**REQUIREMENT**
Your answer should consist solely of the lines from the first line of the data through the line with "--- a/region/brinstar/green/Etecoon Energy", each reproduced exactly.

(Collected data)

━━━━━━━━━━

PR #1134, opened 2023-11-03
Runway migration: Etecoon ETank Room

blkerby:
This room had a bug (which has come up in at least a couple seeds reported in the Map Rando Discord) where there were "canLeaveCharged" strat on the bottom left door using the runway on the top, but without an "initiateRemotely". So that gets fixed in this PR.

### DIFF
--- a/region/brinstar/green/Etecoon Energy Tank Room.json
+++ b/region/brinstar/green/Etecoon Energy Tank Room.json
@@ -15,52 +15,6 @@
       "nodeSubType": "green",
       "nodeAddress": "0x0018f3a",
       "doorEnvironments": [{"physics": "air"}],
-      "runways": [
-        {
-          "name": "Base Runway - Etecoon E-Tank Top Left Door (to Etecoon Supers)",
-          "length": 5,
-          "strats": [
-            {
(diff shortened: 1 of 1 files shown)


osse101 (commented):
[1,2], [1,3]
[2,1], [2,3]
All are able to come in shinecharging and then leave shinecharged through a different door.

blkerby:
> [1,2], [1,3] [2,1], [2,3] All are able to come in shinecharging and then leave shinecharged through a different door.

It's true but would those be useful strats to add? My intuition was that three-room shinespark strats would need canShinechargeMovementComplex; and in Map Rando at least, at that difficulty level (Very Hard) the in-room 20-tile runway would be enough.

osse101:
I hadn't thought of it like that.  Should 3 room shinespark strats be a new tech then, or a component of `canShinechargeMovementComplex`?
Only looking at this room, the movement is `canShinechargeMovement`.  But then planning to use a shinespark, especially one through the save room door, is more complicated.  Jumping the secret pit isn't free at intermediate.  And piecing together a runway like that to use later is probably too much.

━━━━━━━━━━

**TASK RESPONSE**
PR #1134, opened 2023-11-03
Runway migration: Etecoon ETank Room

blkerby:
This room had a bug (which has come up in at least a couple seeds reported in the Map Rando Discord) where there were "canLeaveCharged" strat on the bottom left door using the runway on the top, but without an "initiateRemotely". So that gets fixed in this PR.

### DIFF
--- a/region/brinstar/green/Etecoon Energy Tank Room.json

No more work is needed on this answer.